После этого было бы бессмысленно останавливаться на фактах, которые сами по себе, конечно, были бы достаточны, чтобы сделать имя позорным, но которые не прибавляют ничего заметного к великому позору Барера. Было бы бессмысленно, например, рассказывать, как он, литератор, член Академии надписей, был в первых рядах той войны против просвещения, искусства и истории, которая опозорила якобинское правительство; как он рекомендовал всеобщее сожжение библиотек; как он провозгласил, что все записи о событиях, предшествовавших Революции, должны быть уничтожены; как он опустошил аббатство Сен-Дени, разрушил памятники, освященные почитанием веков, и развеял по ветру прах древних королей.
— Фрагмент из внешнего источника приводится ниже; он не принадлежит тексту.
PR #172, opened 2021-05-21
WIP: Build GPU Operator operands to internal registry and deploy GPU operator with them

omertuc:
WIP - Still need to add a CI job to openshift/release so this can be tested

### DIFF
--- a/.gitignore
+++ b/.gitignore
@@ -1,1 +1,2 @@
 __pycache__
+/playbooks/cache/
--- a/playbooks/build-operand.yml
+++ b/playbooks/build-operand.yml
@@ -1,0 +1,7 @@
+---
+- name: Build an operand image on the local cluster
+  hosts: localhost
+  connection: local
+  gather_facts: true
+  roles:
+    - role: build-operand
--- a/roles/build-operand/tasks/main.yml
+++ b/roles/build-operand/tasks/main.yml
@@ -1,0 +1,49 @@
+---
+- name: Make sure imagestream name is set
+  when: not build_operand_imagestream_name
+  fail: msg="Failed because build_operand_imagestream_name has to be set"
+
+- name: Make sure build_operand_tag is set
+  when: not build_operand_tag
+  fail: msg="Failed because build_operand_tag has to be set"
+
+- name: Create the namespace manifest
+  template:
+    src: "{{ build_operand_namespace_deployment }}"
+    dest: "{{ artifact_extra_logs_dir }}/{{ build_operand_imagestream_name }}_namespace.yml"
+
+- name: Apply the namespace manifest
+  command:
+    oc apply -f "{{ artifact_extra_logs_dir }}/{{ build_operand_imagestream_name }}_namespace.yml"
+
+- name: Create the imagestream manifest
+  template:
+    src: "{{ build_operand_imagestream }}"
+    dest: "{{ artifact_extra_logs_dir }}/{{ build_operand_imagestream_name }}_imagestream.yml"
+
+- name: Apply the namespace manifest
+  command:
+    oc apply -f "{{ artifact_extra_logs_dir }}/{{ build_operand_imagestream_name }}_imagestream.yml"
+
+- name: Search if the CI image exists
+  command: oc get imagestreamtag \
+              -n "{{ build_operand_namespace }}" \
+              "{{ build_operand_imagestream_name }}:{{ build_operand_tag }}" \
+              -oname --ignore-not-found
+  register: has_ci_image
+
+- name: Build the CI image
+  when: has_ci_image.stdout == ""
+  block:
+  - name: Delete any old image builder manifest
+    command: oc delete -n "{{ build_operand_namespace }}" buildconfig/{{ build_operand_imagestream_name }} --ignore-not-found
+
+  - name: Apply the image builder manifest
+    command:
+      oc apply -f "{{ operand_buildconfig }}"
+
+  - name: Wait for the image to be built
+    shell: oc logs -f "buildconfig/{{ build_operand_imagestream_name }}" -n "{{ build_operand_namespace }}" > /dev/null
+
+- name: Ensure that the image exists
+  command: oc get imagestreamtag -n "{{ build_operand_namespace }}" "{{ build_operand_imagestream_name }}:{{ build_operand_tag }}" -oname
--- a/roles/clean-operand/tasks/main.yml
+++ b/roles/clean-operand/tasks/main.yml
@@ -1,0 +1,10 @@
+---
+- name: Check that build_operand_imagestream_name is defined
+  fail: msg="Bailing out. This play requires build_operand_imagestream_name"
+  when: build_operand_imagestream_name | default('', true) | length == 0
+
+- name: Delete BuildConfig
+  command: oc delete -n "{{ build_operand_namespace }}" buildconfig/{{ build_operand_imagestream_name }} --ignore-not-found
+
+- name: Delete ImageStream
+  command: oc delete -n "{{ build_operand_namespace }}" imagestream/{{ build_operand_imagestream_name }} --ignore-not-found
--- a/roles/gpu_operator_deploy_from_operatorhub/tasks/deploy_clusterpolicy.yml
+++ b/roles/gpu_operator_deploy_from_operatorhub/tasks/deploy_clusterpolicy.yml
@@ -45,8 +45,19 @@
     | jq -r '.metadata.annotations."alm-examples"'
     | jq .[0] > "{{ artifact_extra_logs_dir }}/gpu_operator_clusterpolicy.json"
 
+- name: Optionally call the patch_clusterpolicy_role hook to modify the clusterpolicy
+  include_role:
+    name: "{{ patch_clusterpolicy_role }}"
+  when: patch_clusterpolicy_role | default('', true) | trim != ''
+
+- name: No patch_clusterpolicy_role hook, simply copy the original clusterpolicy
+  command: cp
+    "{{ artifact_extra_logs_dir }}"/gpu_operator_clusterpolicy.json
+    "{{ artifact_extra_logs_dir }}"/gpu_operator_clusterpolicy_patched.json
+  when: not patch_clusterpolicy_role
+
 - name: Create the clusterPolicy CR for the GPU Operator
-  command: oc apply -f "{{ artifact_extra_logs_dir }}/gpu_operator_clusterpolicy.json"
+  command: oc apply -f "{{ artifact_extra_logs_dir }}/gpu_operator_clusterpolicy_patched.json"
 
 - name: Get the GPU Operation version
   include_role:
--- a/build/root/usr/local/bin/ci_entrypoint_gpu-operator.sh
+++ b/build/root/usr/local/bin/ci_entrypoint_gpu-operator.sh
@@ -4,6 +4,12 @@ set -o pipefail
 set -o errexit
 set -o nounset
 
+build_all_operands() {
+    trap collect_must_gather ERR
+
+    toolbox/gpu-operator/operand-build/build_all.sh
+}
+
 prepare_cluster_for_gpu_operator() {
     ./run_toolbox.py cluster capture_environment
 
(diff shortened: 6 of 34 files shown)


toolbox/gpu-operator/operand-build/build_all.sh
```diff
@@ -0,0 +1,12 @@
+#! /bin/bash -e
+
+THIS_DIR="$( cd "$( dirname "${BASH_SOURCE[0]}" )" >/dev/null 2>&1 && pwd )"
+source ${THIS_DIR}/../_common.sh
+
+operands_dir=${THIS_DIR}/operands
```
omertuc, line 6: We might want to generate the `*.json` files in this directory in a more "smart" way - I stole all the docker build args from the Makefiles of the various operand repos or guessed them by common sense.

toolbox/gpu-operator/operand-build/operands/dcgm_exporter.json
```diff
@@ -0,0 +1,23 @@
+{
+  "build_operand_git_repo": "https://gitlab.com/nvidia/container-toolkit/gpu-monitoring-tools",
```
omertuc, line 2: We might want to fork all the operand repos, to be more in a control.

For example, all the changes we might want to make to support different architectures seamlessly - it might be annoying to wait changes like that to be merged in nvidia upstream.

omertuc: Also, when they're forked - they're less of a moving target, we're more in control of which versions we are testing

toolbox/gpu-operator/operand-build/operands/device_plugin.json
```diff
@@ -0,0 +1,19 @@
...
+  "build_operand_git_ref": "master",
+  "build_operand_namespace": "gpu-operator-resources",
+  "build_operand_imagestream_name": "k8s-device-plugin",
+  "build_operand_tag": "latest",
+  "build_operand_dockerfile": "docker/Dockerfile.ubi8",
+  "build_operand_docker_context": ".",
+  "build_operand_docker_build_args": [
+    {
+      "name": "GOLANG_VERSION",
+      "value": "1.15.8"
```
omertuc, line 12: An example of a "bad" hardcoded value we might want to retrieve in a smarter way, as mentioned in [this comment](https://github.com/openshift-psap/ci-artifacts/pull/172/files#r637164014)

toolbox/gpu-operator/operand-build/operands/toolkit.json
```diff
@@ -0,0 +1,37 @@
...
+    },
+    {
+      "name": "NVIDIA_CONTAINER_RUNTIME_VERSION",
+      "value": "3.5.0"
+    }
+  ],
+  "build_operand_extra_docker_strategy": {
+    "from": {
+      "kind": "DockerImage",
+      "name": "nvcr.io/nvidia/cuda:11.2.1-base-ubi8"
```
omertuc, line 34: This avoid [this](https://gitlab.com/nvidia/container-toolkit/container-config/blob/a79c4dcf0c2e2d72f7b3578bc95f206fb05a0ddb/docker/Dockerfile.ubi8#L36) Docker hub pull - but we can only affect the last FROM in a multi-stage build. The [first one](https://gitlab.com/nvidia/container-toolkit/container-config/blob/a79c4dcf0c2e2d72f7b3578bc95f206fb05a0ddb/docker/Dockerfile.ubi8#L15) will still happen from Docker Hub, and we might hit our rate limit if we don't fix that.

Maybe we should ask nvidia to stop using Docker hub upstream, or [fork the repos and fix that ourselves](https://github.com/openshift-psap/ci-artifacts/pull/172/files#r637164737)

roles/build-operand/files/image_builder.yml
```diff
@@ -0,0 +1,28 @@
...
+      ref: "{{ build_operand_git_ref }}"
+    contextDir: "{{ build_operand_docker_context }}"
+  triggers:
+  - type: "ConfigChange"
+  strategy:
+    type: Docker
+    dockerStrategy:
+      buildArgs: {{ build_operand_docker_build_args }}
+      dockerfilePath: "{{ build_operand_dockerfile }}"
+      {{ build_operand_extra_docker_strategy }}
```
omertuc, line 28: This hacky yaml-sed-merge thingy is not appreciated by both the YAML and ansible lints (ansible-lint is running on this file, for some reason...). Would appreciate any tips on how to do this better

toolbox/gpu-operator/operand-build/build_all.sh
```diff
@@ -0,0 +1,12 @@
...
+THIS_DIR="$( cd "$( dirname "${BASH_SOURCE[0]}" )" >/dev/null 2>&1 && pwd )"
+source ${THIS_DIR}/../../_common.sh
+
+operands_dir=${THIS_DIR}/operands
+
+for operand_json in $(ls ${operands_dir}); do
+  exec ansible-playbook -e "$(< ${operands_dir}/${operand_json})" playbooks/build-operand.yml &
+done
+
+wait
```
kpouget, line 12: I think you'll need a way to catch errors in `ansible-playbook`

When you run this:
```
set -e
sleep 10 &
sleep 15 &
false &

wait
echo done
```
the error on `false` (= a playbook failing) is swallowed and the script completes successfully

toolbox/gpu-operator/operand-build/clean_all.sh
```diff
@@ -0,0 +1,12 @@
...
+THIS_DIR="$( cd "$( dirname "${BASH_SOURCE[0]}" )" >/dev/null 2>&1 && pwd )"
+source ${THIS_DIR}/../../_common.sh
+
+operands_dir=${THIS_DIR}/operands
+
+for operand_json in $(ls ${operands_dir}); do
+  exec ansible-playbook -e "$(< ${operands_dir}/${operand_json})" playbooks/clean-operand.yml &
+done
+
+wait
```
kpouget, line 12: same comments here for the parallel execution of the playbooks and the `wait`

toolbox/gpu-operator/operand-build/operands/dcgm_exporter.json
kpouget: we don't *want* to fork them, but we may *have* to do so :)
it the image cannot be easily built for an architecture and the dockerfile file needs to be fixed, fork the repo and fix what ever has to be fixed; (make sure we agree on the fix) and share the PR with NVIDIA, so that we can get rid of our fork

> Also, when they're forked - they're less of a moving target, we're more in control of which versions we are testing

one thing to take into account somehow it that a given version of the GPU Operator works with a given version of the operands. There might be backward compatibility, but not necessarily forward.

So we need some flexibility in the configuration of the `build_operand_git_ref`, and maybe in the `build_operand_tag`.

toolbox/gpu-operator/operand-build/operands/toolkit.json
kpouget: > Maybe we should ask nvidia to stop using Docker hub upstream, or fork the repos and fix that ourselves

yes, this needs to be discssed with NVIDIA, pulling from DockerHub gets me build failure on Quay.io as well ...

kpouget (commented):
thanks for sharing the WIP @omertuc,
I made some comments but I couldn't look at the ansible role yet

.gitignore
```diff
@@ -1 +1,2 @@
 __pycache__
+/playbooks/cache/
```
kpouget, line 2: I'm wondering how this directory got generated, I don't have it in my system

playbooks/build-operand.yml
```diff
@@ -0,0 +1,7 @@
+---
+- name: Build an operand image on the local cluster
+  hosts: localhost
+  connection: local
+  gather_facts: true
+  roles:
+    - role: build-operand
```
kpouget, line 7: Could you rename the roles&playbooks to `gpu_operator_$NAME`?

roles/build-operand/files/image_builder.yml
kpouget: can you use the `template` task instead of the `sed` hack?
from my 1st try in `gpu_operator_deploy_from_operatorhub` it works well

however the "template" file shouldn't change much, we'll have to study why it's complaining
it the linter is too strict for what we want, we can consider disabling some rules, it it's enforcing meaningless constraints or if we can't solve the warnings in a clean way

roles/build-operand/tasks/main.yml
```diff
@@ -0,0 +1,52 @@
...
+- name: Apply the imagestream manifest
+  shell:
+    set -o pipefail;
+    cat "{{ build_operand_imagestream }}" \
+    | sed 's|{{ '{{' }} build_operand_namespace {{ '}}' }}|{{ build_operand_namespace }}|' \
+    | sed 's|{{ '{{' }} build_operand_imagestream_name {{ '}}' }}|{{ build_operand_imagestream_name }}|' \
+    | oc apply -f-
+
+- name: Search if the CI image exists
+  command: oc get imagestreamtag -n "{{ build_operand_namespace }}" "{{ build_operand_imagestream_name }}:{{ build_operand_tag }}" -oname --ignore-not-found
```
kpouget, line 22: can you split in multiple lines, grouping together flags&values, eg
```
oc get imagestreamtag
   -n "{{ build_operand_namespace }}" 
   "{{ build_operand_imagestream_name }}:{{ build_operand_tag }}"
  -oname 
   --ignore-not-found
```
and I usually use `--ignore-not-found=true` to be more explicit, because all the `oc` commands don't have the same default value. Maybe it's redundant, idk ...

roles/clean-operand/tasks/main.yml
```diff
@@ -0,0 +1,6 @@
+---
```
kpouget, line 1: can you check that `build_operand_imagestream_name` isn't empty?

roles/clean-operand/vars/main/resources.yml
```diff
@@ -0,0 +1 @@
+---
```
kpouget, line 1: I guess you can delete this file

roles/gpu_operator_deploy_from_operatorhub/tasks/deploy_clusterpolicy.yml
```diff
@@ -42,9 +42,20 @@
   retries: 20
   delay: 15
 
+- name: Optionally call the patch_clusterpolicy_role hook to modify the clusterpolicy
+  include_role:
+    name: "{{ patch_clusterpolicy_role }}"
+  when: patch_clusterpolicy_role | default('', true) | trim != ''
```
kpouget, line 48: the issue with this `include_role` design is that it makes it hard to pass parameters to the `patch` role,
eg:
```
toolbox/gpu-operator/set_repo-config.sh REPO_FILE DEST_DIR
toolbox/gpu-operator/set_repo-config.sh --rhel-beta
```
it would be hard to replicate this example without creating a new script or adding many arguments to the original one ...

I'm not sure what's the best way to organize that ....

kpouget: for this task, I think what would be the best from my POV is something like this:
```
default:
  patch_clusterpolicy_role: echo nothing to do for patching

shell: "{{ patch_clusterpolicy_role }} <  "{{ artifact_extra_logs_dir }}"/gpu_operator_clusterpolicy.json"
env: # (not ansible) 
   SRC_CLUSTER_POLICY: "{{ artifact_extra_logs_dir }}"/gpu_operator_clusterpolicy.json"
   DST_CLUSTER_POLICY: "{{ artifact_extra_logs_dir }}"/gpu_operator_clusterpolicy_patched.json"
```
this way, the patching is fully independent from the deployment, and it can receive custom parameters from the invocation command. Mind that we'll have to `unset` some ansible logging variables before calling `source _common.sh` to avoid messing up with the logging directories.

roles/build-operand/tasks/main.yml
```diff
@@ -0,0 +1,52 @@
...
+       | sed 's|{{ '{{' }} build_operand_extra_docker_strategy {{ '}}' }}|{{ build_operand_extra_docker_strategy | to_yaml | trim }}|' \
+       | oc apply -f-
+    args:
+      warn: false # don't warn about using sed here
+
+  - name: Wait for the image to be built
+    shell: oc logs -f "buildconfig/{{ build_operand_imagestream_name }}" -n "{{ build_operand_namespace }}" > /dev/null
+
+- name: Ensure that the image exists
+  command: oc get imagestreamtag -n "{{ build_operand_namespace }}" "{{ build_operand_imagestream_name }}:{{ build_operand_tag }}" -oname --ignore-not-found
```
kpouget, line 52: this `--ignore-not-found` prevents the task from failing

kpouget:
outdated, closing

/close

Он, по правде говоря, редко был так хорошо занят, как когда на мгновение отвлекался от войны с живыми, чтобы начать войну с мертвыми.

Столь же бессмысленно было бы распространяться о его чувственных излишествах. То, что в Барере, как и во всей породе Неронов, Калигул и Домицианов, которым он был подобен, сладострастие смешивалось с жестокостью; что он удалялся дважды в каждую декаду от кровавой работы в улыбающиеся сады Клиши и там забывал о государственных заботах в безумии вина и в объятиях куртизанок, — часто повторялось. М. Ипполит Карно не совсем отрицает правдивость этих историй, но справедливо замечает, что распутство Барера не доходило до такой степени, чтобы мешать его трудолюбию. Ничто не может быть более верным. Барер отнюдь не был настолько предан разврату, чтобы пренебрегать работой по убийству. Он хвастался, что даже в часы отдыха он готовил работу для Революционного трибунала. Тем, кто выражал опасение, что его усилия повредят его здоровью, он весело отвечал, что он менее занят, чем они думают. «Гильотина, — говорил он, — делает все; гильотина правит». Что касается нас, мы гораздо более склонны снисходительно смотреть на удовольствия, которые он позволял себе, чем на боль, которую он причинял своим ближним.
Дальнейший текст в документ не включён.